An die Bereifung von Schleppern, die viel oder überwiegend zum Transport verwendet werden, werden normalerweise keine Überlegungen verschwendet – warum auch? Die Maschinen sind ohnehin bereift und wenn ein neuer Reifensatz fällig ist, kommt halt wieder das gleiche Format drauf.
Dabei gibt es Alternativen, die Vorteile bieten. Straßenreifen, die korrekt als Industriereifen bezeichnet werden, halten allmählich Einzug bei Transportarbeiten, vor allem bei Lohnunternehmen. Diese Reifen sind nicht mit den MPT-Profilen zu verwechseln, die der eine oder andere vielleicht vom Unimog her kennt. Während der überwiegend für kleinere Raddurchmesser lieferbare MPT (Multi Purpose Tire) ein Mehrzweckreifen ist und somit einen Kompromiss zwischen Acker- und Straßenanforderungen darstellt, zielt der Industriereifen auf Transporteinsätze. Dort ist er dem klassischen Ackerreifen hinsichtlich Haltbarkeit, Kraftstoffverbrauch und Fahrstabilität überlegen.
Unterschiede
Der Industriereifen (links) weist anstelle der üblichen schrägen Stollen ein Blockprofil auf, das dichter angeordnet ist und somit die Aufstandsfläche vergrößert und die Abnutzung verlangsamt.
Der Industriereifen weist anstelle der üblichen schrägen Stollen ein Blockprofil auf, das dichter angeordnet ist und somit die Aufstandsfläche vergrößert und die Abnutzung verlangsamt. Straßenreifen sind steifer, walken weniger und werden mit höherem Luftdruck gefahren, was den Abrollwiderstand senkt und zu einer stabileren Straßenlage führt.

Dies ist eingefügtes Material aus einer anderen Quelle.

PR #396, opened 2016-02-24
Switched custom spec to respec

plehegar:
- Now with normative and informative references section
  -> removed dependencies section since it's no longer needed as-is
- Renamed section "About this Document" into "Conformance" to accommodate automatic triggers (such as RFC2119 text)
- Harmonized ES links to use tc39.github.io
- Use CSS3 selectors reference instead of CSS2
- s/pseudoclass/pseudo-class/
- Motivations section now appears first
- Use the linking to definitions of respec
- Use continuous IDL mode
- Switch to experimental style
- Added a manifest file for the automatic publishing system
- Various links added into the headers, eg link to Can I Use?
- Removed dependency to separate style sheet (copied 2 rules inline instead)
- sections Custom Tag Example and Type Extension Example are informative

### DIFF
--- a/spec/custom/W3CTRMANIFEST
+++ b/spec/custom/W3CTRMANIFEST
@@ -1,0 +1,2 @@
+index.html?specStatus=WD;shortName=custom-elements;useExperimentalStyles=false respec
+custom-elements-whole-world.svg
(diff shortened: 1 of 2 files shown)


domenic:
Looking at https://rawgit.com/w3c/webcomponents/custom/respec/spec/custom/index.html#normative-references the DOM, ES, and HTML Imports references are wrong.

plehegar:
I switched the ES and DOm ref but the HTML-IMPORTS will get fixed once html import is switched to automatic publishing (ongoing)

domenic:
:+1:

plehegar:
@dglazkov ok to merge?

dglazkov:
:+1:

Issue #365, opened 2016-01-25
Rename registerElement and change API slightly


domenic:
Per F2F: name it defineElement, and have it not return anything.

rniwa:
`defineElement` takes a tag name and an author defined constructor/class as arguments, and retains the author defined class for element construction.  Also see the issue #403 for the actual construction algorithm.

PR #400, opened 2016-02-26
s/document.registerElement/document.defineElement and no return value

plehegar:
Addresses #365
The spec still talks about element registration, registry of element definitions and has the type ElementRegistrationOptions but I think we can keep those.


domenic:
I don't think we should do this until we also implement the changed semantics (which are pretty pervasive) regarding element constructors and the HTMLElement constructor, discussed recently on public-webapps. Otherwise it gives a false impression that the consensus API is ready for implementation. It's better to keep the document in the old state until the new one is ready.

rniwa:
I agree with @domenic. We should probably rewrite the whole section.

plehegar:
ok. closing this one without merging then. Feel free to reopen if you believe otherwise.

Issue #165, opened 2015-07-06
[Custom]: Integrate with the HTML Parser


hayatoito:
Title: [Custom]: Make "Parsing Custom Elements" section more explicit (bugzilla: 27768)

Migrated from: https://www.w3.org/Bugs/Public/show_bug.cgi?id=27768

---

comment: 0
comment_url: https://www.w3.org/Bugs/Public/show_bug.cgi?id=27768#c0
_Anne_ wrote on 2015-01-06 16:13:07 +0000.

This section does not define how these elements are instantiated.

I would assume these to be added to the unresolved set of elements, no?

rniwa:
Per Jan F2F, parser constructs HTML elements synchronously. We need to rewrite this whole section.

Issue #239, opened 2015-07-06
[Custom]: "are" custom element names ASCII characters, or MUST they be ASCII characters?


hayatoito:
Title: [Custom]: "are" custom element names ASCII characters, or MUST they be ASCII characters? (bugzilla: 22056)

Migrated from: https://www.w3.org/Bugs/Public/show_bug.cgi?id=22056

---

comment: 0
comment_url: https://www.w3.org/Bugs/Public/show_bug.cgi?id=22056#c0
_Dominic Cooney_ wrote on 2013-05-16 06:29:42 +0000.

"is a sequence of alphanumeric ASCII characters"

This is confusing. NCName [1] includes combining characters and extenders that are not ASCII characters. These should be allowed, because custom element names MUST match the NCName production and there is no restriction on the character set.

I think "is a sequence of alphanumeric ASCII characters" should be "MUST be a sequence of ASCII characters".

[1] <http://www.w3.org/TR/1999/REC-xml-names-19990114/#NT-NCName\>

rniwa:
The current specification doesn't even mention ASCII characters anywhere:

https://w3c.github.io/webcomponents/spec/custom/#dfn-custom-element-type

> The custom element type identifies a custom element interface and is a sequence of characters that must match the NCName production [XML-NAMES], must contain a U+002D HYPHEN-MINUS character, and must not contain any uppercase ASCII letters [HTML].

I think it makes sense to restrict the tag name to ascii letters at least in v1.

rniwa:
Any opinions? @annevk @travisleithead @hober

notwaldorf:
I'd like to cast my vote for non-ascii in custom elements names! Emoji aside (https://jsbin.com/buzegi/edit?html,output) which is kind of cool, I think Kanji characters in tag names is a real use case 😊

Does the parser care if the tag name is non-ascii? Like, what makes it a hard problem (out of curiosity)?

rniwa:
See the issue #177. There are disagreements on the exact set of characters allowed in tag names.

Someone needs to investigate the issue and come up with a safe/correct subset of characters that can be used in custom elements.

I'm suggesting to restrict it to only ASCII characters in v1 since it's always safe to expand the set of characters being allowed latter once someone has done that work but not vice versa.

rniwa:
[...]

PR #405, opened 2016-03-01
Large custom element spec rewrite to implement some F2F decisions

### LINKED ISSUE #133: Remove the support for inherting from builtin subclasses of HTMLElement and SVGElement (bugzilla: 28547)
Title: Remove the support for inherting from builtin subclasses of HTMLElement and SVGElement (bugzilla: 28547)

Migrated from: https://www.w3.org/Bugs/Public/show_bug.cgi?id=28547

---

comment: 0
comment_url: https://www.w3.org/Bugs/Public/show_bug.cgi?id=28547#c0
_Ryosuke Niwa_ wrote on 2015-04-22 23:54:56 +0000.

See https://wiki.whatwg.org/wiki/Custom_Elements#Subclassing_existing_elements

Subclassing existing elements is hard as implementation-wise identity is both object-based and name / namespace based. Therefore subclassing an existing element (currently) requires that the name / namespace does not change. See also DOM: element constructors.

A hack was invented to make this work: <button is="my-button">. That hack is not well liked leaving us two options:

We leave this for now and work on this in parallel while stabilizing a smaller subset of custom elements.
We block on this and delay even more.
(Assuming that not all implementers are suddenly going to be okay with this hack.)

However, without this hack accessibility for trivial components is harder as more things have to be done by hand.

Another use case had emerged for the "is" hack: piggy-backing on parser behaviors. For example, extending <template> for data binding or as a way to specify shadow trees in HTML.

---

comment: 1
comment_url: https://www.w3.org/Bugs/Public/show_bug.cgi?id=28547#c1
_Martin Naumann_ wrote on 2015-04-23 10:16:51 +0000.

Please don't kill this. 

The fact that it's important to provide accessibility features is one aspect of why this is important and useful. 

The other aspect (and that's something that has actually bitten me in a live scenario) is defensiveness and progressive enhancement. 

I'd like to give an example of what happened to me, hurt my users and left me feel like an idiot for not using "is" extension. 

I wrote a component that wrapped Ace-Editor to provide syntax-highlighted code editing textareas. 

However, being not fully aware of the power behind the extension features, I built my component from scratch, using the textarea prototype, so

<code-editor></code-editor>

instead of 

<textarea is="code-editor"></textarea>

That worked nice, until I had a shaky mobile connection and the javascript didn't fully load. it left me with an unusable application. unfortunately it was not me finding this first, instead a bunch of people who use the internal tool were left with something that didn't work right when the connection was wonky or some other script had a parsing problem that prevented registration of the component. 

I quickly rectified the situation by correctly extending from a textarea, so the old fashioned Form submit action could be edited and POSTed, even when all the lovely enhancements that we are using (relying on Javascript) fail. 

Unless provided with a similar, internally less hacky, solution this should not be taken away from Web components. 

I think it's a fundamental trait of the web platform to be resilient and making Web components depend on javascript is harmful to this trait. 

Arguably we could leave it up to developers to provide those fullbacks outside of Web components, but that's making "doing the right thing" harder, which IMHO isn't a good idea either.

---

comment: 2
comment_url: https://www.w3.org/Bugs/Public/show_bug.cgi?id=28547#c2
_Ryosuke Niwa_ wrote on 2015-04-23 10:30:46 +0000.

The right fallback mechanism for web components is to use compostion as done in video, embed, object, and numerous other HTML elements.

e.g.
<code-editor><textarea></textarea></code-editor>

---

comment: 3
comment_url: https://www.w3.org/Bugs/Public/show_bug.cgi?id=28547#c3
_Martin Naumann_ wrote on 2015-04-23 10:43:25 +0000.

(In reply to Ryosuke Niwa from comment #2)

> The right fallback mechanism for web components is to use compostion as done
> in video, embed, object, and numerous other HTML elements.
> 
> e.g.
> <code-editor><textarea></textarea></code-editor>

Good point and definitely worth considering in this scenario, but it puts additional effort on the author using the component as they would have to always supply this nested element while the is-mechanism works without an additional level of content. At least that's what I feel when seeing this example.

Video, Embed, Object and Canvas provide alternative content in case one type of content isn't available.

The code-editor on the other hand enhances a feature that is a part of the platform, the textarea. I as an author prefer the extension mechanism over the composition.

Plus I am not entirely sure how that works with the accessibility affordances I would have on a browser that does support the component. would I still have to deal with ARIA and all of the things I'm getting "for free" with the extension?

---

comment: 4
comment_url: https://www.w3.org/Bugs/Public/show_bug.cgi?id=28547#c4
_Ryosuke Niwa_ wrote on 2015-05-14 07:39:40 +0000.

(In reply to Martin Naumann from comment #3)

> Plus I am not entirely sure how that works with the accessibility
> affordances I would have on a browser that does support the component. would
> I still have to deal with ARIA and all of the things I'm getting "for free"
> with the extension?

A lot of people are making this argument but that's simply not true. UAs can't make subclassed elements more accessible automatically.

### LINKED ISSUE #134: Custom elements should not upgrade elements by setting prototype (bugzilla: 28544)
Title: Custom elements should not upgrade elements by setting prototype (bugzilla: 28544)

Migrated from: https://www.w3.org/Bugs/Public/show_bug.cgi?id=28544

---

comment: 0
comment_url: https://www.w3.org/Bugs/Public/show_bug.cgi?id=28544#c0
_Ryosuke Niwa_ wrote on 2015-04-22 23:45:08 +0000.

Discussed here:
https://lists.w3.org/Archives/Public/public-webapps/2014JanMar/0158.html
https://lists.w3.org/Archives/Public/public-webapps/2015JanMar/0083.html

We shouldn't support upgrading of existing elements since it leaves the corresponding DOM objects with a wrong identity.

This is also not a normal programming model. Even with ES6 modules, we don't create a dummy modules while modules are loading and later automatically replace them under the foot.

---

comment: 1
comment_url: https://www.w3.org/Bugs/Public/show_bug.cgi?id=28544#c1
_Domenic Denicola_ wrote on 2015-04-22 23:52:35 +0000.

> Even with ES6 modules, we don't create a dummy modules while modules are loading and later automatically replace them under the foot.

This is exactly what we do with ES6 modules.

---

comment: 2
comment_url: https://www.w3.org/Bugs/Public/show_bug.cgi?id=28544#c2
_Ryosuke Niwa_ wrote on 2015-04-22 23:57:31 +0000.

(In reply to Domenic Denicola from comment #1)

> > Even with ES6 modules, we don't create a dummy modules while modules are loading and later automatically replace them under the foot.
> 
> This is exactly what we do with ES6 modules.

How? import { myClass } from 'mymodule'; doesn't create a promise or anything. It'll just block until mymodule is loaded.

---

comment: 3
comment_url: https://www.w3.org/Bugs/Public/show_bug.cgi?id=28544#c3
_Domenic Denicola_ wrote on 2015-04-22 23:58:58 +0000.

Referencing myClass will be a reference error until 'mymodule' is loaded. This normally comes up in the case of circular dependencies.

---

comment: 4
comment_url: https://www.w3.org/Bugs/Public/show_bug.cgi?id=28544#c4
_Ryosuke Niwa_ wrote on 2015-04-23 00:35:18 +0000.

Aus Deutschland gibt es zwei Vergleichstests der FH Kiel aus dem Jahr 2013 und der TU München von 2015. Sie kommen im Vergleich von AS-Reifen zu Industriereifen zu folgenden Ergebnissen:
  • rund 10 % geringerer Verbrauch bei Straßenfahrt
  • etwa dreifach längere Nutzungsdauer
  • Fahrverhalten: ruhiger, stabiler Lauf, kurze Bremswege
Näheres zu den Untersuchungen unter www.landtechnik-online.eu > Zeitschrifteninhalte > Suche > Eingabe: „Reifenvergleich”. Ein Video der TU München ist verfügbar unter www.fendt.com/de/15130.asp.
Praxisbericht
In unserem Weingut wurde der 40 Jahre alte Transportschlepper ersetzt. Obwohl er nur beim Traubentransport häufiger eingesetzt worden war, war die Ackerbereifung bemerkenswert schnell abgefahren. Die gebrauchte Nachfolgemaschine war mit gängiger AS-Bereifung versehen, die wir zurückgeben konnten. Angeregt durch Kommunalversionen des Schleppers wurde er mit neuen Felgen und Industriebereifung ausgestattet. Die Kosten hätten gemäß Listenpreis knapp beim Doppelten der Standardbereifung gelegen. In Süddeutschland und Österreich konnte deutlich günstiger eingekauft werden, da die Bereifung bei dortigen Grünlandbetrieben beliebt ist. Aufgrund der in den oben erwähnten Tests ermittelten dreifachen Haltbarkeit erwarten wir über die Nutzungsdauer einen deutlichen Kostenvorteil, abgesehen von der Treibstoffeinsparung und somit auch Emissionsreduzierung. Ziel waren auch Vorteile für Gesundheit und Komfort durch mehr Laufruhe.
Nach der Umbereifung waren die Unterschiede im Fahrverhalten auffällig: Der Schlepper wirkte ruhiger und dennoch agiler, die Lenkung leichtgängiger, die 95-PS-Maschine insgesamt handlicher. Vor allem das Aufschaukeln bei höheren Geschwindigkeiten entfiel. Aus Komfortgründen wurde der Luftdruck von 2,5 auf 1,5 bar reduziert, da keine schweren Anbaugeräte gefahren werden.
Straßenreifen sind besonders dann im Vorteil, wenn ein Schlepper ganz überwiegend für Transportfahrten eingesetzt wird.